Ensuite, les déclarations sur les mœurs sont toujours virtuellement considérées comme susceptibles de vouloir régenter la vie des gens, et cela contribue à faire qu’elles soient moins bien acceptées. Cela dit, je ne reprocherai pas à telle ou telle Église d’indiquer ses positions sur ces questions : même quand je ne suis pas d’accord avec leur contenu, j’estime que c’est son droit et je ne réclame pas la liberté que pour ceux qui pensent comme moi.

En revanche, je regrette que l’État français, qui se veut laïque, tienne beaucoup compte de positions, notamment des autorités catholiques, et qui sont minoritaires dans le pays, notamment sur les questions de l’euthanasie et du mariage entre personnes de même sexe.

Système médiatique vs débat démocratique

Troisième point : comme pour toute autre composante de la société civile, les positions prises sont triées selon des critères médiatiques.

J’ai parlé de propositions livrées au débat démocratique.

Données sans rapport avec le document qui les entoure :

PR #7368, opened 2024-04-25
Feature: Form goal UI

alaca:
## Description

This PR adds new form goal options.  

Screen Capture_select-area_20240426134518

## Pre-review Checklist


src/FormBuilder/ViewModels/FormBuilderViewModel.php
```diff
@@ -110,6 +113,25 @@ public function getGoalTypeOption(
...
     }
 
+    /**
+     * @unreleased
+     */
+    public function getGoalProgressOption(
+        string $value,
+        string $label,
+        string $description,
+        bool $isCustom = false
```
kjohnson, line 123: The `isCustom` flag seems redundant here. Since there are only two options, should we instead just do comparisons against the option name/value?

src/FormBuilder/resources/js/form-builder/src/components/DatePicker/index.tsx
```diff
@@ -0,0 +1,136 @@
...
+        onSelect(convertJsDateToMySQLDate(date));
+        setIsVisible(false);
+    };
+
+    const checkDate = (date: Date) => {
+        if (invalidDateBefore) {
+            return date < new Date(invalidDateBefore);
+        }
+
+        if (invalidDateAfter) {
```
kjohnson, line 61: Is there a situation where both `invalidDateBefore` and `invalidDateAfter` have values? What would be the expected outcome?

src/FormBuilder/ViewModels/FormBuilderViewModel.php
alaca: Yes, you are right. I'll simplify this.

src/FormBuilder/resources/js/form-builder/src/components/DatePicker/index.tsx
alaca: Setting both parameters will give you a selectable date range, and the user can only select dates within that range. I added this to prevent users from selecting an end date that is before the start date.

src/FormBuilder/ViewModels/FormBuilderViewModel.php
alaca: Resolved: https://github.com/impress-org/givewp/pull/7368/commits/abeee7fb7856a00517b5b23d0c8c3be450e62ad0

src/FormBuilder/resources/js/form-builder/src/components/DatePicker/index.tsx
kjohnson: Ok, I think I misunderstood how this was being used.

kjohnson:
@alaca we should probably base this PR on an epic branch, instead of `develop`.

alaca:
@kjohnson you are right, do we have an epic branch?

kjohnson:
@alaca I created and pushed `epic/time-based-form-goals-GIVE-565`.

J’aimerais qu’il en soit ainsi, mais cela ne fonctionne pas réellement de cette manière : le système médiatique trie, entre les nombreuses propositions de sens, selon des critères non rationnels.

Un prêtre (ou un responsable associatif) prend position contre les expulsions de Roms, cela peut faire quelques lignes dans le journal local, sans plus.

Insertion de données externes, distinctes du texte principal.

PR #123, opened 2020-04-07
HttpBindingBase contructor

edberg:
Summary of the changes
 - The HttpsTransportBindingElement was never initialized which causes exceptions when using BasicHttpSecurityMode.Transport.


0x53A:
There are a few places where _https is commented out like

                //_httpsTransport.MaxReceivedMessageSize = value;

Mais le prêtre de Lille renvoyant sa médaille et déclarant qu’il a prié pour que Sarkozy ait une crise cardiaque, et la télévision en a parlé pendant au moins deux jours. Il a réalisé un « coup » (pour la « bonne cause », mais ce n’est pas le problème que je veux poser ici) et ce coup était nécessaire pour se faire entendre.

Autrement dit : l’incongru, le spectaculaire, l’inflation du geste ou du propos, compte plus que la valeur intrinsèque de l’argumentation.

On peut le déplorer, on doit constater qu’il en est ainsi, et que cela fonctionne de façon générale. L’exemple du prêtre de Lille n’en est qu’une nouvelle illustration parmi tant d’autres.

Notre société fonctionne selon l’émotionnel et l’inflation, pas selon le rationnel. Et cela, c’est un véritable problème pour le débat démocratique.


* Jean Baubérot, professeur émérite (Sorbonne), est l’auteur d’une quarantaine d’ouvrages, dont Histoire de la laïcité en France et Les Laïcités dans le monde, tous deux parus dans la collection « Que sais-je », aux éditions PUF.